Итак, в предании об основании Карфагена Элиссой можно выделить три варианта: вариант Трога-Юстина (имя Дидона не упоминается, дата основания города — 826/5 г.), вариант Тимея (Элисса получила имя Дидона от ливийцев, дата основания— 814 г.) и вариант Сервия, восходящий, вероятно, к Катону (Элисса получила имя Дидона от сограждан после своей гибели, дата основания — 824/3 г.). Указанные различия позволяют предполагать, что вариант Трога-Юстина и вариант Тимея появились в греко-римской традиции независимо один от другого. Вариант Тимея, несомненно, восходит к рассказам карфагенян. Пользовался ли Тимей трудами карфагенских историков, установить невозможно, но его общее знакомство с пунийской традицией не подлежит, конечно, сомнению.
Сохранившийся у Сервия (In Aen., IV, 682) отрывок из труда Катона обнаруживает явное влияние терминологии Аристотеля: «И народ, и отцов, и город твой. Отцов — то есть сенат, город твой — тот, который ты построила. И некоторые в этом месте хотят видеть три соединенные части политии: власть народа, аристократов и царя. Ведь Катон говорит, что тремя этими частями управлялся Карфаген» (Рори-lumque patresque urbemque tuam. Patres id est senatum; urbem tuam quam tu extruxisti. Et quidam hoc loco volunt tres partes politiae comprehensas, populi, optimatium, regiae potestatis: Cato enim ait de tribus istis partibus ordinatam fuisse Carthaginem).[184]
Как известно, наряду с «Афинской политией» Аристотель и его ученики составили очерки истории и государственного строя всех греческих и важнейших негреческих государств. Среди них была и «Карфагенская полития», составленная, по указанию Афинея (Deipn., XIV, 27), Гиппагором —писателем, сведения о котором античная традиция не сохранила. Судя по термину politia, можно полагать, что сведения Катона восходят к труду Гиппагора.Можно предполагать, что, как и все политии, составленные Аристотелем и его учениками, «Карфагенская полития» состояла из двух частей. По аналогии с «Афинской политией» первая часть должна была представлять собой очерк истории политической борьбы и развития государственного строя карфагенян, а вторая часть —очерк современного автору (середина IV в. до н.э.) государственного строя карфагенян. Последняя часть дала, вероятно, материал для соответствующего раздела «Политики» Аристотеля (II, 8). К ней, по-видимому, восходит и процитированный выше отрывок из Катона. Поскольку Помпей Трог не имел доступа к трудам карфагенских историков, а сведения Тимея он не использовал, остается допустить, что сравнительно подробный рассказ Юстина по «внутренней» истории Карфагена также прямо или косвенно восходит к первой части сочинения Гиппагора. Но если Катон счел необходимым связать предание, полученное им от Гиппагора, с именем Дидона, то Помпей Трог, видимо, полностью игнорировал Тимея.[185]
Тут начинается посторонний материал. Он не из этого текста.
PR #6167, opened 2022-03-31
Add support for unpacking 16-bit BGRA

gmarkall:
Adds support for unpacking 16-bit BGRA format. This format is used by ImageMagick 6 for many platforms - the addition of this support enables converting directly from `Magick::PixelPacket*` into PIL images.

I have used this new functionality in an example image-processing library I wrote to accompany a talk on Python APIs for CUDA-accelerated applications (see e.g. https://github.com/gmarkall/numba-accelerated-udfs/blob/main/filigree/api.py#L47), but I think it is generally useful for other applications to be able to work directly with ImageMagick 6 data.

### DIFF
--- a/src/libImaging/Unpack.c
+++ b/src/libImaging/Unpack.c
@@ -1065,6 +1065,30 @@ unpackBGRA(UINT8 *_out, const UINT8 *in, int pixels) {
     }
 }
 
+static void
+unpackBGRA16L(UINT8 *_out, const UINT8 *in, int pixels) {
+    int i;
+    /* 16-bit RGBA, little-endian order, reversed words */
+    for (i = 0; i < pixels; i++) {
+        UINT32 iv = MAKE_UINT32(in[5], in[3], in[1], in[7]);
+        memcpy(_out, &iv, sizeof(iv));
+        in += 8;
+        _out += 4;
+    }
+}
+
+static void
+unpackBGRA16B(UINT8 *_out, const UINT8 *in, int pixels) {
+    int i;
+    /* 16-bit RGBA, big-endian order, reversed words */
+    for (i = 0; i < pixels; i++) {
+        UINT32 iv = MAKE_UINT32(in[4], in[2], in[0], in[6]);
+        memcpy(_out, &iv, sizeof(iv));
+        in += 8;
+        _out += 4;
+    }
+}
+
 /* Unpack to "CMYK" image */
 
 static void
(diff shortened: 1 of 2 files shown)


nulano:
Related to #1888.

It seems this PR scales 16-bit images to 8-bit by discarding the lower 8 bits. Note that this was considered controversial for I mode images in #3011.

gmarkall:
> It seems this PR scales 16-bit images to 8-bit by discarding the lower 8 bits.

Yes, it does - I just followed the same pattern used in `unpackRGBA16L` and `unpackRGBA16B` which seem to do the same: https://github.com/python-pillow/Pillow/blob/dae82d16ba23548c74aa2a5aa820baec19bb7a51/src/libImaging/Unpack.c#L1010-L1030

(in fact I now realise I have a copy/paste error in the comment from those functions - will fix shortly)

gmarkall:
> (in fact I now realise I have a copy/paste error in the comment from those functions - will fix shortly)

... actually I didn't - apologies!... I found the comments I added confusing, but they're consistent with the other comments in the file as far as I can tell.

src/libImaging/Unpack.c
```diff
@@ -1065,6 +1065,30 @@ unpackBGRA(UINT8 *_out, const UINT8 *in, int pixels) {
     }
 }
 
+static void
+unpackBGRA16L(UINT8 *_out, const UINT8 *in, int pixels) {
+    int i;
+    /* 16-bit RGBA, little-endian order, reversed words */
```
radarhere, line 1071:
```suggestion
    /* 16-bit RGBA, little-endian order, reversed bytes */
```
A suggestion, so that it matches https://github.com/python-pillow/Pillow/blob/5d070222d21138d2ead002fd33fdf5adcb708941/src/libImaging/Unpack.c#L1059

src/libImaging/Unpack.c
```diff
@@ -1065,6 +1065,30 @@ unpackBGRA(UINT8 *_out, const UINT8 *in, int pixels) {
...
+        memcpy(_out, &iv, sizeof(iv));
+        in += 8;
+        _out += 4;
+    }
+}
+
+static void
+unpackBGRA16B(UINT8 *_out, const UINT8 *in, int pixels) {
+    int i;
+    /* 16-bit RGBA, big-endian order, reversed words */
```
radarhere, line 1083:
```suggestion
    /* 16-bit RGBA, big-endian order, reversed bytes */
```

radarhere (approved):

src/libImaging/Unpack.c
gmarkall: However, aren't the words (16-bit values R, G, and B) reversed in this case, but not the bytes (8-bit values, which would be half of one of the channels I guess)?

radarhere: A is staying the same place, so I don't really think it's completely reversed at all. How about "rearranged channels"? See https://github.com/gmarkall/Pillow/pull/1

gmarkall: Merged, many thanks!

PR #6171, opened 2022-04-01
DOC: the constants were deprecated in 9.1.0 not 9.2.0

tacaswell:

 * Correct the deprecated note on  https://pillow.readthedocs.io/en/stable/deprecations.html#constants to match https://pillow.readthedocs.io/en/stable/releasenotes/9.1.0.html#constants


hugovk:
Thanks, good catch!

Note: this doesn't affect the planned removal date, Pillow 10.0.0 (2023-07-01).

---

We did have the pre-commit pins frozen, but I don't think we really need to do that: I've not seen any other projects use it and we already trust those projects, for example by taking new tags, frozen or not.

hugovk (approved):

PR #6189, opened 2022-04-08
Update Image.py

dust-to-dust:
In this pull request:
Add support for difference-aware hash(dHash) calculation. 
DHash value can be used to quickly determine the similarity of two pictures.

Fixes # .

### DIFF
--- a/src/PIL/Image.py
+++ b/src/PIL/Image.py
@@ -2692,6 +2692,78 @@ class Image:
         if not ImageQt.qt_is_installed:
             raise ImportError("Qt bindings are not installed")
         return ImageQt.toqpixmap(self)
+    
+    def dhash(self) -> str:
+    """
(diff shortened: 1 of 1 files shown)


hugovk:
Thanks for the suggestion.

There's already a dhash library that can be used with Pillow and others, why would it be better to have it built in to Pillow?

* https://pypi.org/project/dhash/

Also these:

* https://pypi.org/project/imgsimilarity/
* https://pypi.org/project/dhashpy/
* and more https://pypi.org/search/?q=dhash

There's probably a well-maintained library amongst those, and I'd tend to prefer to let them continue doing a good job rather than stretching the Pillow's maintenance even thinner.

(_If_ this were to be added to Pillow, it would also need tests, docs and release notes. Also Pillow doesn't have any Python dependencies, so we can't require NumPy to be installed.)

dust-to-dust:
I was thoughtless. I didn't take these into consideration. I hope Pillow will become better and stronger. Thank you for your work.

Обращает на себя внимание также следующее. Для происходящих из Карфагена монет различных эпох очень характерно изображение лошади или лошадиной головы в различных положениях, в том числе с Никой, а также изображение крылатого коня.[186]
Такое пристрастие именно к изображению коня следует поставить, по нашему мнению, в связь с рассказом Юстина (XVIII, 5, 16) о том, что Карфаген был основан на месте, где была найдена голова коня. Эту находку, согласно Юстину, колонисты сочли предзнаменованием будущего могущества и будущей воинственности своего государства.Заметим, кроме того, что Тимей в приведенном нами выше отрывке изображает гибель Дидоны как простое самоубийство, тогда как, по рассказу Юстина (XVIII, 6, 6-7), Элисса совершила перед самоубийством жертвоприношения. В нашем распоряжении имеется найденное в Карфагене и выполненное в «грецизирующем» стиле надгробие — рельефное изображение женщины, полулежащей на небольшом возвышении и готовящейся к совершению жертвенного возлияния. Согласно наиболее вероятному толкованию этого памятника, предложенному французскими археологами Ж. и С. Шарль-Пикарами, он связан с легендой о жертвоприношении легендарной основательницы Карфагена.[187]
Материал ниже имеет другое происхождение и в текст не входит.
PR #6184, opened 2022-04-05
Add deprecations helper

hugovk:
I noticed in a project using Pillow that the deprecation warning resulted in a very long traceback:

Все эти материалы позволяют прийти к выводу, что рассказ Помпея Трога-Юстина воспроизводит карфагенскую традицию, значительно отличающуюся от той версии, которая сохранилась у Тимея.
Перед нами, однако, встает вопрос о степени достоверности всех вариантов предания. Другим, не менее важным, является вопрос о том, насколько единогласна карфагенская традиция, нет ли возможности установить какие-то иные пунийские предания, связанные с основанием города.